WHAT YOU ARE ASKED TO DO: Every line of the listing is to be printed again exactly.

RECORDS FOR THIS EXERCISE:
PR #179, opened 2020-05-17
Issue 40469: java.util.zip.DataFormatException if chromatogram size i…

labkey-jeckels:
…s unknown and bytes are not compressed

#### Rationale
It's possible for the targetedms.precursorchrominfo table to have chromatograms where we don't know the uncompressed size, but the byte array hasn't been compressed. It appears that even within a single Skyline document, we can have a mix of compressed and uncompressed chromatograms.

### DIFF
--- a/src/org/labkey/targetedms/parser/SkylineBinaryParser.java
+++ b/src/org/labkey/targetedms/parser/SkylineBinaryParser.java
@@ -300,7 +300,23 @@ public class SkylineBinaryParser
             // For older data that got saved in the database without a value for uncompressedSize
             uncompressedSize = (Integer.SIZE / 8) * numPoints * (numTransitions + 1);
         }
-        return uncompress(bytes, uncompressedSize);
+        try
+        {
+            return uncompress(bytes, uncompressedSize);
+        }
+        catch (DataFormatException e)
+        {
+            // Issue 40469 - we may have -1 from a legacy import, but not have compressed data. If so, the attempt
+            // to uncompress will blow up and we can just return the original bytes
+            if (uncompressedSize.intValue() == -1)
+            {
+                return bytes;
+            }
+            else
+            {
+                throw e;
+            }
+        }
     }
 
     public static byte[] uncompress(byte[] bytes, Integer uncompressedSize) throws DataFormatException


src/org/labkey/targetedms/parser/SkylineBinaryParser.java
```diff
@@ -300,7 +300,23 @@ public int matchTransitions(ChromGroupHeaderInfo header, List<? extends GeneralT
...
-        return uncompress(bytes, uncompressedSize);
+        try
+        {
+            return uncompress(bytes, uncompressedSize);
+        }
+        catch (DataFormatException e)
+        {
+            // Issue 40469 - we may have -1 from a legacy import, but not have compressed data. If so, the attempt
+            // to uncompress will blow up and we can just return the original bytes
+            if (uncompressedSize.intValue() == -1)
```
labkey-ankurj, line 311: can we do this check before the return uncompress(bytes, uncompressedSize); ?

labkey-ankurj (approved):

src/org/labkey/targetedms/parser/SkylineBinaryParser.java
labkey-jeckels: Nope. I had hoped so too, but we don't know if it's compressed data or not.

nickshulman:
By the way,
The code in Skyline that figures out whether something is compressed is in ChromatogramGroupInfo.CompressedBytesToTimeIntensities.
If "uncompressedSize" is -1, then it calculates what the uncompressed size should be by multiplying the number of transitions, and number of time points, and a bunch of other things. Then, if that number is equal to the "compressedSize", then it knows that it's not compressed.

You might want to do the same calculation here, or I imagine that the way you are doing it catching an exception when you try to decompress works fine.

https://github.com/ProteoWizard/pwiz/blob/master/pwiz_tools/Skyline/Model/Results/ChromHeaderInfo.cs#L2570

labkey-jeckels:
@nickshulman great, thanks! We do that calculation if the uncompressedSize is null, but not if it's -1. I was worried that it wouldn't always be correct. I'll keep the 20.3 change as-is, but I've reopened the issue to refine in 20.7 since it's cleaner to avoid the failed uncompress attempt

ANSWER FOR THE TASK:
PR #179, opened 2020-05-17
Issue 40469: java.util.zip.DataFormatException if chromatogram size i…

labkey-jeckels:
…s unknown and bytes are not compressed

#### Rationale
It's possible for the targetedms.precursorchrominfo table to have chromatograms where we don't know the uncompressed size, but the byte array hasn't been compressed. It appears that even within a single Skyline document, we can have a mix of compressed and uncompressed chromatograms.

### DIFF
--- a/src/org/labkey/targetedms/parser/SkylineBinaryParser.java
+++ b/src/org/labkey/targetedms/parser/SkylineBinaryParser.java
@@ -300,7 +300,23 @@ public class SkylineBinaryParser
             // For older data that got saved in the database without a value for uncompressedSize
             uncompressedSize = (Integer.SIZE / 8) * numPoints * (numTransitions + 1);
         }
-        return uncompress(bytes, uncompressedSize);
+        try
+        {
+            return uncompress(bytes, uncompressedSize);
+        }
+        catch (DataFormatException e)
+        {
+            // Issue 40469 - we may have -1 from a legacy import, but not have compressed data. If so, the attempt
+            // to uncompress will blow up and we can just return the original bytes
+            if (uncompressedSize.intValue() == -1)
+            {
+                return bytes;
+            }
+            else
+            {
+                throw e;
+            }
+        }
     }
 
     public static byte[] uncompress(byte[] bytes, Integer uncompressedSize) throws DataFormatException


src/org/labkey/targetedms/parser/SkylineBinaryParser.java
```diff
@@ -300,7 +300,23 @@ public int matchTransitions(ChromGroupHeaderInfo header, List<? extends GeneralT
...
-        return uncompress(bytes, uncompressedSize);
+        try
+        {
+            return uncompress(bytes, uncompressedSize);
+        }
+        catch (DataFormatException e)
+        {
+            // Issue 40469 - we may have -1 from a legacy import, but not have compressed data. If so, the attempt
+            // to uncompress will blow up and we can just return the original bytes
+            if (uncompressedSize.intValue() == -1)
```
labkey-ankurj, line 311: can we do this check before the return uncompress(bytes, uncompressedSize); ?

labkey-ankurj (approved):

src/org/labkey/targetedms/parser/SkylineBinaryParser.java
labkey-jeckels: Nope. I had hoped so too, but we don't know if it's compressed data or not.

nickshulman:
By the way,
The code in Skyline that figures out whether something is compressed is in ChromatogramGroupInfo.CompressedBytesToTimeIntensities.
If "uncompressedSize" is -1, then it calculates what the uncompressed size should be by multiplying the number of transitions, and number of time points, and a bunch of other things. Then, if that number is equal to the "compressedSize", then it knows that it's not compressed.

You might want to do the same calculation here, or I imagine that the way you are doing it catching an exception when you try to decompress works fine.

https://github.com/ProteoWizard/pwiz/blob/master/pwiz_tools/Skyline/Model/Results/ChromHeaderInfo.cs#L2570

labkey-jeckels:
@nickshulman great, thanks! We do that calculation if the uncompressedSize is null, but not if it's -1. I was worried that it wouldn't always be correct. I'll keep the 20.3 change as-is, but I've reopened the issue to refine in 20.7 since it's cleaner to avoid the failed uncompress attempt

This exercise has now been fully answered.